• _Task objective_
Copy out each line of the data below in which "does" appears.

***** Given records

PR #1998, opened 2020-02-06
Remove what seems to be an unused folder

D4nte:


thomaseizinger:
Make sure to get a review from @bonomat on this, he created it initially :)

PR #1985, opened 2020-02-05
Upgrade blockchain-contracts to 0.3.1

D4nte:
Resolves comit-network/blockchain-contracts#40

PR #2000, opened 2020-02-07
Do not match failed eth tx

D4nte:
I think I need #1996 first to be able to test that because rust-web3 lib fails the RPC call if there is not enough gas (meaning, I have difficulties to get a failed tx in the block). Hence I think it'd work if I am able to override the gas limit used to deploy the contract.

I found this bug because with #1985, I had a _out of gas_ issue at the htlc deployment but both Alice and Bob did "see" the deployment and could not see the redeem/refund.

Of course, redeem/refund was totally failing as the contract was not deployed at all.

Yes, this is a critical bug 🐛☠️☹️

Note: I believe this only applies to deploy as I don't think we would get the transaction in the block for a `revert` due to failed redeem/refund.

Note: Bug is proven with the [new test failing](https://github.com/comit-network/comit-rs/pull/2000/commits/623d846f287f89ebe5f105446080d383eee88881) at commit 623d846f287f89ebe5f105446080d383eee88881.

### DIFF
--- a/api_tests/e2e/rfc003/eth_btc/ignore_fail_eth_transactions.ts
+++ b/api_tests/e2e/rfc003/eth_btc/ignore_fail_eth_transactions.ts
@@ -9,7 +9,7 @@ setTimeout(function() {
         await alice.sendRequest(AssetKind.Ether, AssetKind.Bitcoin);
         await bob.accept();
 
-        await alice.fundLowGas();
+        await alice.fundLowGas("0x1b000");
 
         await alice.assertAlphaNotDeployed();
         await bob.assertAlphaNotDeployed();
--- a/api_tests/e2e/rfc003/eth_btc/ignore_fail_eth_transactions.ts
+++ b/api_tests/e2e/rfc003/eth_btc/ignore_fail_eth_transactions.ts
@@ -1,0 +1,21 @@
+import { twoActorTest } from "../../../lib_sdk/actor_test";
+import { AssetKind } from "../../../lib_sdk/asset";
+
+setTimeout(function() {
+    twoActorTest("rfc003-eth-btc-alpha-deploy-fails", async function({
+        alice,
+        bob,
+    }) {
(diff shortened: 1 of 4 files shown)


cnd/src/btsieve/ethereum/mod.rs
```diff
@@ -222,51 +222,55 @@ where
...
-                    )
-                })?;
-
-            Some(receipt)
-        } else {
-            None
-        };
-
-        let result = pattern.matches(&transaction, receipt.as_ref());
+        let receipt = connector
```
tcharding: I don't understand these changes @D4nte, with this applied it seems now that we do not consider the bloom filter results and just fetch every receipt irrespective?

cnd/src/btsieve/ethereum/mod.rs
```diff
@@ -222,51 +222,55 @@ where
...
-                            tx_hash
-                        )
-                    })?,
-            };
-
-            return Ok(Some(TransactionAndReceipt {
-                transaction,
-                receipt,
-            }));
+        if receipt.status == Some(1.into()) {
```
tcharding: Can we have a const with descriptive name please instead of `1.into()`, perhaps `const ACCEPTED = 1.into()` (type missing :)

cnd/src/btsieve/ethereum/mod.rs
```diff
@@ -222,51 +222,55 @@ where
...
+                pattern,
+                tx_hash,
+                result
+            );
+
+            if result {
+                let receipt = match receipt {
+                    Some(receipt) => receipt,
+                    None => connector
+                        .receipt_by_hash(tx_hash)
```
tcharding: hmmm, I think this is broken mate.  We fetch the receipt by hash again here for the same `tx_hash` as above?

D4nte: Note that this code was already here, we already used to fetch the receipt lazily twice (well, there are 2 blocks fetching it but only one would fetch it).

PR #2008, opened 2020-02-10
Do not match failed Ethereum transaction

D4nte:
_Replaces #2000 because the force pushes were starting to get ugly_

I found this bug because with #1985, I had a _out of gas_ issue at the htlc deployment but both Alice and Bob did "see" the deployment and could not see the redeem/refund.

Of course, redeem/refund was totally failing as the contract was not deployed at all.

Yes, this is a critical bug 🐛☠️☹️

Note: I believe this only applies to deploy as I don't think we would get the transaction in the block for a `revert` due to failed redeem/refund.

Note: Bug is proven with the [new test failing](https://github.com/comit-network/comit-rs/pull/2000/commits/623d846f287f89ebe5f105446080d383eee88881) at commit 623d846f287f89ebe5f105446080d383eee88881: Alpha ledger is marked as funded: https://3843-130005855-gh.circle-artifacts.com/0/api_tests/log/tests/rfc003-eth-btc-alpha-deploy-fails.log

### DIFF
--- a/cnd/src/btsieve/ethereum/mod.rs
+++ b/cnd/src/btsieve/ethereum/mod.rs
@@ -4,7 +4,7 @@ mod web3_connector;
 
 pub use self::{
     cache::Cache,
-    transaction_pattern::{Event, Topic, TransactionPattern},
+    transaction_pattern::{Event, Topic, TransactionPattern, TRANSACTION_STATUS_OK},
     web3_connector::Web3Connector,
 };
 use crate::{
@@ -222,24 +222,18 @@ where
     for transaction in block.transactions.into_iter() {
         let tx_hash = transaction.hash;
 
-        let receipt = if needs_receipt {
-            let receipt = connector
-                .receipt_by_hash(tx_hash)
-                .compat()
-                .await?
-                .ok_or_else(|| {
-                    anyhow::anyhow!(
-                        "Could not get transaction receipt for transaction {:x}",
-                        tx_hash
-                    )
-                })?;
+        let receipt = connector
+            .receipt_by_hash(tx_hash)
+            .compat()
+            .await?
+            .ok_or_else(|| {
+                anyhow::anyhow!(
+                    "Could not get transaction receipt for transaction {:x}",
+                    tx_hash
+                )
+            })?;
 
-            Some(receipt)
-        } else {
-            None
-        };
-
-        let result = pattern.matches(&transaction, receipt.as_ref());
+        let result = pattern.matches(&transaction, &receipt);
 
         tracing::debug!(
             "matching {:?} against transaction {:x} yielded {}",
@@ -249,20 +243,6 @@ where
         );
 
         if result {
-            let receipt = match receipt {
-                Some(receipt) => receipt,
-                None => connector
-                    .receipt_by_hash(tx_hash)
-                    .compat()
-                    .await?
-                    .ok_or_else(|| {
-                        anyhow::anyhow!(
-                            "Could not get transaction receipt for transaction {:x}",
-                            tx_hash
-                        )
-                    })?,
-            };
-
             return Ok(Some(TransactionAndReceipt {
                 transaction,
                 receipt,
--- a/cnd/src/swap_protocols/rfc003/actions/ether.rs
+++ b/cnd/src/swap_protocols/rfc003/actions/ether.rs
@@ -17,7 +17,15 @@ impl FundAction<Ethereum, asset::Ether> for (Ethereum, asset::Ether) {
     type FundActionOutput = DeployContract;
 
     fn fund_action(htlc_params: HtlcParams<Ethereum, asset::Ether>) -> Self::FundActionOutput {
-        htlc_params.into()
+        let htlc = EtherHtlc::from(htlc_params.clone());
+        let gas_limit = EtherHtlc::deploy_tx_gas_limit();
+
+        DeployContract {
+            data: htlc.into(),
+            amount: htlc_params.asset.clone(),
+            gas_limit: gas_limit.into(),
+            chain_id: htlc_params.ledger.chain_id,
+        }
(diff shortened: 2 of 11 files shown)


cnd/src/swap_protocols/rfc003/actions/ether.rs
```diff
@@ -17,7 +17,15 @@ impl FundAction<Ethereum, asset::Ether> for (Ethereum, asset::Ether) {
     type FundActionOutput = DeployContract;
 
     fn fund_action(htlc_params: HtlcParams<Ethereum, asset::Ether>) -> Self::FundActionOutput {
-        htlc_params.into()
+        let htlc = EtherHtlc::from(htlc_params.clone());
+        let gas_limit = htlc.deployment_gas_limit();
```
da-kami:
```suggestion
        let gas_limit = htlc.fund_tx_gas_limit();
```

da-kami: 📣 I think that's supposed to be the one for fund.

D4nte: Ha-ha. Good point. Well actually for Ether there is only one action and it is simply incorrectly named on Blockchain contracts side so I can't do the change here.

D4nte: Also note the code is moved so doing a request change on that is a bit harsh.

cnd/tests/ethereum_transaction_pattern_e2e.rs
```diff
@@ -12,6 +12,18 @@ use web3::{
     Web3,
 };
 
+pub fn new_web3_client<D: Docker, E: Image>(
```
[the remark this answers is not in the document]
D4nte: It's a small optimisation to follow the common test conventions: set-up, execute, assert.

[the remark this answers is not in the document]
thomaseizinger: Not disputing the change but wanted to clarify that usually this pattern only refers to the code inside the test function, not to the order of fns inside the file :)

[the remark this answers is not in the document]
D4nte: Happy to drop the commit. It is an artefact from the time when I tried to test this via rust.

cnd/src/swap_protocols/rfc003/ethereum/mod.rs
```diff
@@ -82,32 +81,3 @@ impl HtlcParams<Ethereum, asset::Erc20> {
         Erc20Htlc::from(self).into()
     }
 }
-
-impl From<HtlcParams<Ethereum, asset::Ether>> for DeployContract {
```
thomaseizinger: I can't seem to find the difference of the From impl and what you are doing. How does this change contribute to the bugfix?

D4nte: This change helps understanding what is going on by moving all the code converting from htlc to actions in one file. It's a simple move see commit.

cnd/src/btsieve/ethereum/mod.rs
```diff
@@ -263,10 +265,12 @@ where
                     })?,
             };
 
-            return Ok(Some(TransactionAndReceipt {
-                transaction,
-                receipt,
-            }));
+            if receipt.status == Some(TRANSACTION_STATUS_OK.into()) {
```
thomaseizinger: Would this maybe be better to do in the `matches` function?

This fn here is more about composing existing functionality instead of acting on this level of detail.

D4nte: I hesitated. Happy to move it.

cnd/src/swap_protocols/rfc003/ethereum/mod.rs
thomaseizinger: Didn't realize it is just moved :)

I guess I was just overly thorough in the review because it is a bug fix, hence I was expecting only changes relevant to the bug :)

cnd/tests/ethereum_transaction_pattern_e2e.rs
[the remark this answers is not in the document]
thomaseizinger: I like to think about the structure of source code similarly to that of a book.

The first thing you read (ToC) should give you and overview about the software: directory and file names.
With a file (chapter / section), things make sense if you read from top to bottom.
You probably want to start with what is most important and keep refining the story you are telling.
Mapped to source code, that would be the most important function at the top of the file with functions that are being used in there beneath it in the order they are used.

That is why I originally placed this fn at the bottom: it is an implementation detail for the test (which is the most important thing in this file) and you probably don't even care about the details when you read over the test fn so you don't even have to scroll down.

If you agree, drop the commit, if you disagree, leave it :)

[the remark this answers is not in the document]
thomaseizinger: Interestingly, `use` statements are at the top of the file and literally that last thing you are usually interested in :joy:

cnd/src/btsieve/ethereum/mod.rs
thomaseizinger: Up to you, we have the feature now, can always improve that later :)

cnd/tests/ethereum_transaction_pattern_e2e.rs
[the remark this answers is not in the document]
tcharding: > Interestingly, `use` statements are at the top of the file and literally that last thing you are usually interested in

That might be because 'every other language ever does this so just to not be too crazy lets just do it to'.  Rubbish reason if it is, I believe they are only at the top by convention, they can actually be placed anywhere.  Totally happy to start putting them at the bottom :)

**********

• _Task answer_
thomaseizinger: I can't seem to find the difference of the From impl and what you are doing. How does this change contribute to the bugfix?
That might be because 'every other language ever does this so just to not be too crazy lets just do it to'.  Rubbish reason if it is, I believe they are only at the top by convention, they can actually be placed anywhere.  Totally happy to start putting them at the bottom :)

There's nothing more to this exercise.